PR #2851, opened 2026-04-10
Refactor player transfers

### LINKED ISSUE #2848: [ECS Regression]: transferPlayersToShip does not reset radar focus
If the players move to a new ship via transferPlayersToShip, the radar screens still remain centered on the old ship. This resets when the players manually log out and into the new ship again.

Image

### LINKED ISSUE #2849: [Bug] transferPlayers... functions allow transferring to crew positions prohibited on the destination ship
If the destination ship has prohibited certain positions, transferPlayers... functions override these. This results in players who can be assigned to positions that they can't/shouldn't be able to access on the ship selection screen.

### LINKED ISSUE #2850: [Bug] transferPlayers... functions retain the old ship's cached password
...

oznogon:
- Fix #2848 by tracking when a radar view should lock onto `my_spaceship` and updating `auto_center_target` appropriately.
- Fix #2849 by checking against the `allowed_positions` mask and transferring players to allowed positions on the destination.
- Fix #2850 by clearing the cached password after transferring players to a new ship. It's up to the scenario author/GM to communicate the new ship's password to players if necessary.


src/script.cpp
```diff
@@ -464,18 +464,63 @@ static int luaGetEnemiesInRadiusFor(lua_State* L)
 
 static void luaTransferPlayers(sp::ecs::Entity source, sp::ecs::Entity target, std::optional<CrewPosition> station)
 {
-    if (!target.getComponent<PlayerControl>()) return;
-    // For each player, move them to the same station on the target.
-    for(auto i : player_info_list)
-        if (i->ship == source && (!station.has_value() || i->hasPosition(station.value())))
-            i->ship = target;
+    // Relevant only to player-controlled entities.
+    auto target_pc = target.getOrAddComponent<PlayerControl>();
```
GinjaNinja32: imo if target doesn't have a PlayerControl, this should be an error, not just add it anyway. if the script intends to transfer to a non-playership entity, it should be the one to add the component, since that typically requires other supporting components to work in a sensible way anyway.

oznogon:
```suggestion
    auto target_pc = target.getComponent<PlayerControl>();
```

src/script.cpp
```diff
@@ -464,18 +464,63 @@ static int luaGetEnemiesInRadiusFor(lua_State* L)
...
+    if (target.hasComponent<AIController>()) target.removeComponent<AIController>();
```
oznogon:
```suggestion
```

src/script.cpp
```diff
@@ -464,18 +464,63 @@ static int luaGetEnemiesInRadiusFor(lua_State* L)
...
+
+    if (!target_pc.allowed_positions.mask)
```
oznogon:
```suggestion
    if (!target_pc || (target_pc && !target_pc.allowed_positions.mask))
```

src/script.cpp
```diff
@@ -464,18 +464,63 @@ static int luaGetEnemiesInRadiusFor(lua_State* L)
...
+    {
+        LOG(Error, "transferPlayersToShip: destination ship has no allowed crew positions. Resetting to Any.");
```
oznogon:
```suggestion
        LOG(Error, "transferPlayersToShip: destination ship has no allowed crew positions.");
```

src/script.cpp
```diff
@@ -464,18 +464,63 @@ static int luaGetEnemiesInRadiusFor(lua_State* L)
...
+        target_pc.allowed_positions = CrewPositions::all();
```
oznogon:
```suggestion
        return;
```

src/screenComponents/radarView.h
```diff
@@ -46,6 +46,7 @@ class GuiRadarView : public GuiElement
     glm::vec2 view_position{0, 0};
     float view_rotation;
     sp::ecs::Entity auto_center_target;
+    bool track_my_spaceship;
```
daid: Put defaults in the header with the variable instead of in the constructor if possible. (I know a lot of older code doesn't do this, but I've been trying to improve that)

src/screenComponents/radarView.h
```diff
@@ -38,45 +39,45 @@ class GuiRadarView : public GuiElement
...
     std::function<void(sp::RenderTarget&)> overlay_func;
 
-    const GuiThemeStyle* radar_style;
-    const GuiThemeStyle* radar_outline_style;
-    const GuiThemeStyle* radar_range_indicators_style;
-    const GuiThemeStyle* radar_sector_grid_style;
-    const GuiThemeStyle* ship_waypoint_style;
-    const GuiThemeStyle* ship_waypoint_background_style;
-    const GuiThemeStyle* ship_waypoint_text_style;
+    const GuiThemeStyle* radar_style = theme->getStyle("radar");
```
daid, line 74: I'm surprised that this work, but, I do like that we removed a whole bunch of duplication :)

PR #2870, opened 2026-05-24
Hotkeys for custom buttons

aBlueShadow:
This adds hotkeys for custom buttons.
Instead of numbering the buttons in order of their appearance(green), I used the position/slot (purple).
buttonorder

Slot based hotkeys are pretty common in games, and this would also allow custom consoles with softkeys next to the screen. But if you prefer it the other way around, that would just be the removal of one line.
15 hotkeys, as that is the maximum that can be displayed (Engineering and most aux stations). 
I wasn't entirely sure whether or not I should make yet another config tab for the custom buttons, but had them placed in general for now.


daid:
As this is mostly to facilitate hardware buttons, I think your choice of making them position based is perfect.

Issue #2874, opened 2026-06-06
[Bug] Zone entities are all located at 0,0 and unexpectedly selectable on the GM screen


oznogon:
All Zone entities are located at coordinates 0,0 regardless of where their points are located or rendered. The GM screen can unexpectedly select the entity location at 0,0 and move it, which moves the offset zone points.

Via @aBlueShadow on Discord

> there seems to be at least some buggy/unintentional behavior. Here I am just doing a small rectangular selection (as I often do for single objects, as it is more reliable than clicking), but somehow selecting a whole array of zones

<img width="640" height="480" alt="Image" src="https://github.com/user-attachments/assets/ef336f04-1426-4689-bef8-668f5bebeac5" />

@GinjaNinja32:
====
What's wanted is each line above, transcribed with nothing altered.

- **Result for this task**:
PR #2851, opened 2026-04-10
Refactor player transfers

### LINKED ISSUE #2848: [ECS Regression]: transferPlayersToShip does not reset radar focus
If the players move to a new ship via transferPlayersToShip, the radar screens still remain centered on the old ship. This resets when the players manually log out and into the new ship again.

Image

### LINKED ISSUE #2849: [Bug] transferPlayers... functions allow transferring to crew positions prohibited on the destination ship
If the destination ship has prohibited certain positions, transferPlayers... functions override these. This results in players who can be assigned to positions that they can't/shouldn't be able to access on the ship selection screen.

### LINKED ISSUE #2850: [Bug] transferPlayers... functions retain the old ship's cached password
...

oznogon:
- Fix #2848 by tracking when a radar view should lock onto `my_spaceship` and updating `auto_center_target` appropriately.
- Fix #2849 by checking against the `allowed_positions` mask and transferring players to allowed positions on the destination.
- Fix #2850 by clearing the cached password after transferring players to a new ship. It's up to the scenario author/GM to communicate the new ship's password to players if necessary.


src/script.cpp
```diff
@@ -464,18 +464,63 @@ static int luaGetEnemiesInRadiusFor(lua_State* L)
 
 static void luaTransferPlayers(sp::ecs::Entity source, sp::ecs::Entity target, std::optional<CrewPosition> station)
 {
-    if (!target.getComponent<PlayerControl>()) return;
-    // For each player, move them to the same station on the target.
-    for(auto i : player_info_list)
-        if (i->ship == source && (!station.has_value() || i->hasPosition(station.value())))
-            i->ship = target;
+    // Relevant only to player-controlled entities.
+    auto target_pc = target.getOrAddComponent<PlayerControl>();
```
GinjaNinja32: imo if target doesn't have a PlayerControl, this should be an error, not just add it anyway. if the script intends to transfer to a non-playership entity, it should be the one to add the component, since that typically requires other supporting components to work in a sensible way anyway.

oznogon:
```suggestion
    auto target_pc = target.getComponent<PlayerControl>();
```

src/script.cpp
```diff
@@ -464,18 +464,63 @@ static int luaGetEnemiesInRadiusFor(lua_State* L)
...
+    if (target.hasComponent<AIController>()) target.removeComponent<AIController>();
```
oznogon:
```suggestion
```

src/script.cpp
```diff
@@ -464,18 +464,63 @@ static int luaGetEnemiesInRadiusFor(lua_State* L)
...
+
+    if (!target_pc.allowed_positions.mask)
```
oznogon:
```suggestion
    if (!target_pc || (target_pc && !target_pc.allowed_positions.mask))
```

src/script.cpp
```diff
@@ -464,18 +464,63 @@ static int luaGetEnemiesInRadiusFor(lua_State* L)
...
+    {
+        LOG(Error, "transferPlayersToShip: destination ship has no allowed crew positions. Resetting to Any.");
```
oznogon:
```suggestion
        LOG(Error, "transferPlayersToShip: destination ship has no allowed crew positions.");
```

src/script.cpp
```diff
@@ -464,18 +464,63 @@ static int luaGetEnemiesInRadiusFor(lua_State* L)
...
+        target_pc.allowed_positions = CrewPositions::all();
```
oznogon:
```suggestion
        return;
```

src/screenComponents/radarView.h
```diff
@@ -46,6 +46,7 @@ class GuiRadarView : public GuiElement
     glm::vec2 view_position{0, 0};
     float view_rotation;
     sp::ecs::Entity auto_center_target;
+    bool track_my_spaceship;
```
daid: Put defaults in the header with the variable instead of in the constructor if possible. (I know a lot of older code doesn't do this, but I've been trying to improve that)

src/screenComponents/radarView.h
```diff
@@ -38,45 +39,45 @@ class GuiRadarView : public GuiElement
...
     std::function<void(sp::RenderTarget&)> overlay_func;
 
-    const GuiThemeStyle* radar_style;
-    const GuiThemeStyle* radar_outline_style;
-    const GuiThemeStyle* radar_range_indicators_style;
-    const GuiThemeStyle* radar_sector_grid_style;
-    const GuiThemeStyle* ship_waypoint_style;
-    const GuiThemeStyle* ship_waypoint_background_style;
-    const GuiThemeStyle* ship_waypoint_text_style;
+    const GuiThemeStyle* radar_style = theme->getStyle("radar");
```
daid, line 74: I'm surprised that this work, but, I do like that we removed a whole bunch of duplication :)

PR #2870, opened 2026-05-24
Hotkeys for custom buttons

aBlueShadow:
This adds hotkeys for custom buttons.
Instead of numbering the buttons in order of their appearance(green), I used the position/slot (purple).
buttonorder

Slot based hotkeys are pretty common in games, and this would also allow custom consoles with softkeys next to the screen. But if you prefer it the other way around, that would just be the removal of one line.
15 hotkeys, as that is the maximum that can be displayed (Engineering and most aux stations). 
I wasn't entirely sure whether or not I should make yet another config tab for the custom buttons, but had them placed in general for now.


daid:
As this is mostly to facilitate hardware buttons, I think your choice of making them position based is perfect.

Issue #2874, opened 2026-06-06
[Bug] Zone entities are all located at 0,0 and unexpectedly selectable on the GM screen


oznogon:
All Zone entities are located at coordinates 0,0 regardless of where their points are located or rendered. The GM screen can unexpectedly select the entity location at 0,0 and move it, which moves the offset zone points.

Via @aBlueShadow on Discord

> there seems to be at least some buggy/unintentional behavior. Here I am just doing a small rectangular selection (as I often do for single objects, as it is more reliable than clicking), but somehow selecting a whole array of zones

<img width="640" height="480" alt="Image" src="https://github.com/user-attachments/assets/ef336f04-1426-4689-bef8-668f5bebeac5" />

@GinjaNinja32:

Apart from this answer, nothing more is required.